In der Folge gab die belangte Behörde den Inhalt von Art. 214 des Jugoslawischen Strafgesetzbuches ("Nichtbefolgen eines Aufgebots und Wehrdienstentziehung") wieder und schloss daran Ausführungen über die Wehrpflicht in der Bundesrepublik Jugoslawien und über die Einberufungspraxis an. Sie stellte außerdem weiter fest:
"Der größte Teil der Einberufenen folgte den Stellungsbefehlen in den vergangenen Jahren nicht (70 % der in Serbien, 93 % der in Montenegro Einberufenen). ...

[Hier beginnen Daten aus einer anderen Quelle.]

PR #1512, opened 2018-10-11
single_driver_install: No need to switch system to ide when install storage drivers

lijinlijin:
When install vioscsi and viostor drivers, switching system to ide then install another driver, then switch it back will cause windows crash.

ID:1638181


sitoliu:
Acked-by: Sitong Liu <siliu@redhat.com>

yanan-fu:

PR #1517, opened 2018-10-18
netperf_stress: enable netperf test with vlan ip

sitoliu:
ID: 1640511

### DIFF
--- a/qemu/tests/netperf_stress.py
+++ b/qemu/tests/netperf_stress.py
@@ -39,7 +39,11 @@ def run(test, params, env):
     status_test_command = params.get("status_test_command", "echo $?")
     compile_option_client = params.get("compile_option_client", "")
     compile_option_server = params.get("compile_option_server", "")
-    host_ip = utils_net.get_host_ip_address(params)
+    if (params.get("netperf_vlan_test", "no") == "yes" and
+            params.get("host_vlan_ip")):
+        host_ip = params.get("host_vlan_ip")
+    else:
+        host_ip = utils_net.get_host_ip_address(params)
 
     vms = params.get("vms")
     server_infos = []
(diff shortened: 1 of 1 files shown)


sitoliu:
@xiywang  Hi Xiyue, could you help review this patch? thanks!

qemu/tests/netperf_stress.py
```diff
@@ -38,8 +38,11 @@ def run(test, params, env):
         "shell_linesep", "\n").encode().decode('unicode_escape')
     status_test_command = params.get("status_test_command", "echo $?")
     compile_option_client = params.get("compile_option_client", "")
-    compile_option_server = params.get("compile_option_server", "")
-    host_ip = utils_net.get_host_ip_address(params)
+    compile_option_server = params.get("compile_option_server", ""
```
hereischen: missing `)`

qemu/tests/netperf_stress.py
```diff
@@ -39,7 +39,10 @@ def run(test, params, env):
     status_test_command = params.get("status_test_command", "echo $?")
     compile_option_client = params.get("compile_option_client", "")
     compile_option_server = params.get("compile_option_server", "")
-    host_ip = utils_net.get_host_ip_address(params)
+    if params.get("netperf_vlan_test") and params.get("host_vlan_ip"):
```
hereischen: What is the value of `params.get("netperf_vlan_test")`? 
You may want to leave a comment in the cfg.
Unless the param `netperf_vlan_test` is not provided, otherwise `if params.get("netperf_vlan_test")` will always be `True` .
Same goes to `params.get("host_vlan_ip")`.

sitoliu: @hereischen Thanks for review, I want to provide `netperf_vlan_test` and `host_vlan_ip` in bridge_vlan.cfg and other vlan case script, it will not be provided in other netperf cases.

pezhang:
Looks good to me.

Acked by: Pei Zhang pezhang@redhat.com

PR #1525, opened 2018-10-27
Update iperf2 version and fix bug

PaulYuuu:
ID: 1638723

- Update iperf2 version to iperf-2.0.12
- Add parameter "timeout" into `t.join()`

Additional info:

**Add parameter "timeout"  to fix another bug.**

Im Zusammenhang mit der Kosovo-Offensive liegt Schätzungen zufolge die Zahl von vor Militärgerichten der Bundesrepublik Jugoslawien anhängigen Fällen von Wehrdienstverweigerung und Desertion zwischen 4.000 und 30.000. ... Mindestens einige Hundert Wehrdienstverweigerer und Deserteure sollen schon in der Bundesrepublik Jugoslawien inhaftiert sein, die meisten von ihnen zu einer Freiheitsstrafe von mindestens fünf Jahren verurteilt. Im Juni soll ein Gericht in Nis drei Einberufene zu vier Jahren und zehn Monaten Gefängnis verurteilt haben, weil sie ihrer Pflicht nicht nachkamen. Ebenso verurteilte im Juni das jugoslawische Gericht der dritten Armee einen Reservisten zu einer Vier-Jahres-Strafe wegen Desertion von seiner Einheit im Kosovo, während andere fünf Männer jeweils zu einem Jahr für Desertion verurteilt wurden. Deserteure wurden sofort nach Verhängung der Strafen zu ihren Einheiten zurückgeschickt (Amnesty International ..., Oktober 1999).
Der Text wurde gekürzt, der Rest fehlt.